3-(3-Bromo-1,4-naphthoquinon-2-yl)-propionic acid (26)

Compound 25 (0.361g, 0.983 mmol) was oxidized following the procedure for 16e to provide ethyl (3-bromo-1,4-naphthoquinon-2-yl)-propionate (0.135 g, 41%) as a yellow solid following recrystallization from acetone/hexanes. R_f = 0.44 (1:4 acetone:hexanes) mp = 78 – 79 °C ¹H NMR (CDCl₃): δ 1.23 (t, 3H); 2.59 (t, 2H); 3.16 (t, 2H, J = 7.8 Hz); 4.12 (q, 2H); 7.74 (m, 2H); 8.13 (m, 2H).
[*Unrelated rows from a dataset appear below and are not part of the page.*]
PR #996, opened 2022-02-08
refactor(modeling): Use hypot instead of sqrt

platypii:
This PR changes `Math.sqrt(x*x + y*y + z*z)` into `Math.hypot(x, y, z)`.

See [MDN: Math.hypot](https://developer.mozilla.org/en-US/docs/Web/JavaScript/Reference/Global_Objects/Math/hypot) for details.

Math.hypot has benefits of: not overflowing on large numbers, more accurate floating point math for small numbers, and generally nicer to read. It seems wise to code defensively, to avoid as many floating point bugs as possible.

I added a test case to demonstrate the problem.

### All Submissions:

### DIFF
--- a/packages/io/test/helpers/nearlyEqual.js
+++ b/packages/io/test/helpers/nearlyEqual.js
@@ -8,6 +8,10 @@ const nearlyEqual = (t, a, b, epsilon, failMessage) => {
   const absA = Math.abs(a)
   const absB = Math.abs(b)
   const diff = Math.abs(a - b)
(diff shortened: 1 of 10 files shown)


hrgdavor:
looks good to me :) ... nice catch

t1u1:
@z3dev This looks ripe for merging ? :smiley:

z3dev (approved):
@platypii thanks
let's hope there's a little performance boost as well.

The resulting ethyl ester (0.108, 0.320 mmol) was dissolved in THF (5 mL) at room temperature and then 2 M HCl (4 mL) was added at room temperature. The homogeneous solution was then stirred vigorously and heated under reflux for 24 h, or until no starting material was observed by TLC (1:4 EtOAc:hexanes). The reaction was then cooled and diluted with EtOAc (30 mL), then washed 2 times with saturated brine, dried over MgSO₄, filtered, and condensed. If any starting ester was still present, the resulting yellow oil was first purified via flash column chromatography (1:4 acetone:hexanes 0 to 0.5 % AcOH) followed by recrystallization from Et₂O/hexanes to provide 26 (0.077 g, 78%) as fine yellow needles. R_f = 0.14 (1:3 EtOAc:hexanes 0.5% AcOH) Mp = 156 – 157 °C ¹H NMR (CDCl₃): δ 2.65 (t, 2H); 3.15 (m, 2H); 7.74 (m, 2H); 8.13 (m, 2H).